The three are often linked. For example, deforestation to create new fields for crops accounts for some 20 percent of carbon dioxide emissions, more than the total CO2 contribution from the world’s transportation sector. Data from the World Bank estimate that in Brazil, which has become one of the world’s major bread baskets, deforestation and agriculture generate more than 70 percent of the country’s CO2 emissions.

“We could see a world where there could be a greater conflict between energy and food,” says Peter Evans, GE’s Director of Global Strategy and Planning.

That’s why GE has focused its engineering expertise and research efforts at finding and developing smart sustainable technologies that will help customers conserve resources better.

Some tangible results have already reached the market. For example, GE’s Jenbacher engines help farmers recycle biogas such as methane from manure and turn it into electricity. GE’s upgraded J312 gas engine can now gulp as much as 2.3 million cubic meters of biogas annually and generate 1,000 megawatts of electricity.

Other research is still in the lab. The company has partnered with highly specialized academic institutions like the top-ranked University of Illinois – alma mater of former GE Chairman and CEO Jack Welch – to tap their expertise and foster breakthrough research.

For example, one of the projects that GE and the university are pursuing is converting pig manure into oil. Researchers have found a way to essentially speed up nature’s process of turning dead organic matter into petroleum from tens of millions of years to 10 to 40 minutes. Another project is looking at a better way to mill corn to make the production of ethanol more efficient.

“The issues that we are going to face in both food and energy are bigger than just the population going from 7 billion today to 9 billion by 2050,” says Dan Walter, General Manager of GE Food and Beverage. “The population is moving to the middle class at a higher rate than the population growth. Anytime you have populations that are lifting themselves like that, there is an increase in demand for electricity and an increase in demand for food.” GE is working to make sure that there is plenty of both to go around.

But challenges remain. One of the largest is making sure that customers have enough power when the sun is not shining and the wind is not blowing.

To keep electricity flowing, GE invested $500 million in the development of the innovative FlexEfficiency 50 power plant. The plant can quickly ramp up and ramp down power output and deliver electricity when it is needed.

Yesterday, GE and the large French utility Electricite de France announced that they will jointly develop the first FlexEfficiency power station to be connected to a national grid.

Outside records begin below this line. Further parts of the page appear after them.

PR #528, opened 2022-11-04
Update tutorial

DanRoscigno:
Add dictionaries back in.  I will hold this until we are ready, but if you could review it early I would appreciate it.  Thanks!

### DIFF
--- a/docs/en/tutorial.md
+++ b/docs/en/tutorial.md
@@ -2,7 +2,7 @@
 slug: /en/tutorial
 sidebar_label: ClickHouse Tutorial
 sidebar_position: 0.5
-keywords: [clickhouse, install, tutorial]
+keywords: [clickhouse, install, tutorial, dictionary, dictionaries]
 ---
 import SQLConsoleDetail from '@site/docs/en/_snippets/_launch_sql_console.md';
 
@@ -10,7 +10,7 @@ import SQLConsoleDetail from '@site/docs/en/_snippets/_launch_sql_console.md';
 
 ## What to Expect from This Tutorial?
 
-In this tutorial, you will create a table and insert a large dataset (two million rows of the [New York taxi data](./getting-started/example-datasets/nyc-taxi.md)). Then you will run queries on the dataset.
+In this tutorial, you will create a table and insert a large dataset (two million rows of the [New York taxi data](./getting-started/example-datasets/nyc-taxi.md)). Then you will run queries on the dataset, including an example of how to create a dictionary and use it to perform a JOIN.
 
 :::note
 This tutorial assumes you have access to a running ClickHouse service.  If not, check out the [Quick Start](./quick-start.mdx).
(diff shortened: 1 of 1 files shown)


docs/en/tutorial.md
```diff
@@ -341,7 +341,169 @@ Let's run some queries to analyze the 2M rows of data...
     │ 2015-07-01 00:41:48 │ 2015-07-01 00:44:45 │          6.3 │                 -94 │                  132 │ JFK          │ 2015 │   1 │    0 │
     │ 2015-07-01 01:06:18 │ 2015-07-01 01:14:43 │        11.76 │                  37 │                  132 │ JFK          │ 2015 │   1 │    1 │
     ```
+## 4. Create a Dictionary
 
+If you are new to ClickHouse, it is important to understand how ***dictionaries*** work. A dictionary is a mapping of key->value pairs that is stored in memory.
```
nikitamikhaylov, line 346: Maybe somehow to cover that a key could be both simple (a UInt64) and complex (multiple values). A value is actually multiple attributes. But in general Ok

docs/en/tutorial.md
```diff
@@ -341,7 +341,169 @@ Let's run some queries to analyze the 2M rows of data...
...
+  CREATE DICTIONARY taxi_zone_dictionary
+  (
+    LocationID UInt16,
+    Borough String,
+    Zone String,
+    service_zone String
+  )
+  PRIMARY KEY LocationID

Clara Gaymard, President GE France ; Henri Proglio, EDF President and CEO ; Ricardo Cordoba, Regional President and CEO GE Energy; Yves Menat, General Manager Thermal Europe, GE Energy; Jean-Luc Cabannes, EDF Account Executive, GE Energy, in front of GE’s FlexEfficiency 50 model.

The project will be located at Bouchain in northern France. It will produce 510 megawatts of electricity, enough electricity to power 600,000 households. The plant is scheduled to come on line in late 2015.

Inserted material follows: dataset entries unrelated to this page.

PR #534, opened 2022-11-05
Update _supported_regions.md

rfraposa:
I'm not a fan of the "performance will vary" comment because it doesn't explain why. I would suggest simply removing it, but open to other suggestions. If we keep it, let's just make it an asterisk (and remove the hyperlinking)


DanRoscigno:
@krithika-ch please review

krithika-ch:
Sorry missed this. LGTM

PR #535, opened 2022-11-06
Update production.md

rfraposa:
I just discovered this page - it's a good read. I cleaned up a few typos.


docs/en/faq/operations/production.md
```diff
@@ -9,32 +9,32 @@ toc_priority: 10
 
 First of all, let’s discuss why people ask this question in the first place. There are two key reasons:
 
-1.  ClickHouse is developed with pretty high velocity and usually, there are 10+ stable releases per year. It makes a wide range of releases to choose from, which is not so trivial choice.
+1.  ClickHouse is developed with pretty high velocity and usually, there are 10+ stable releases per year. That makes a wide range of releases to choose from, which is not so trivial of a choice.
```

The ecomagination-qualified technology also aims to spur a broader rollout of renewable energy projects by giving utilities the flexibility to quickly switch on a drizzly, windless day from solar and wind power generation to gas.

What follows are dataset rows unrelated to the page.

PR #538, opened 2022-11-08
add cloud specifics for admin role / user

DanRoscigno:
Instructions for creating an admin user.  The workflow might be something like this:
- Create a ClickHouse Cloud service
- Create a non-default admin role
- Create a database for a project
- Create a user for a project, and assign the admin role for the project DB to the project user
- Invite a Developer user to the org

### DIFF
--- a/docs/en/guides/sre/user-management/users-and-roles.md
+++ b/docs/en/guides/sre/user-management/users-and-roles.md
@@ -2,15 +2,150 @@
 sidebar_label: Defining SQL Users and Roles
 sidebar_position: 20
 slug: /en/guides/sre/users-and-roles
+hide_table_of_contents: true
 ---
+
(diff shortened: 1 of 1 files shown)


DanRoscigno:
Preview:
image

e-mars:
@DanRoscigno looks good. i would recommend to add a note that if a new database is added, must log in with default user and run the grants for the admin role to the new database. may avoid some confusion with users since they might believe that the initial grants will apply to the new databases.

e-mars (approved):
added comment.

DanRoscigno:
> @DanRoscigno looks good. i would recommend to add a note that if a new database is added, must log in with default user and run the grants for the admin role to the new database. may avoid some confusion with users since they might believe that the initial grants will apply to the new databases.

Thanks @e-mars added:

image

GE’s flex technology is radical because it allows the gas turbine to respond to surges and fluctuations in electricity demand in as fast as 30 minutes. That’s twice the rate of the current industry benchmarks. This flexibility as well as the plant’s 61 percent efficiency will allow EDF to burn less gas and reduce CO2 emissions. When combined with renewables, the plant can reach efficiencies approaching 70 percent.

GE will also roll out the flex technology in Turkey, China, Japan and elsewhere in Asia.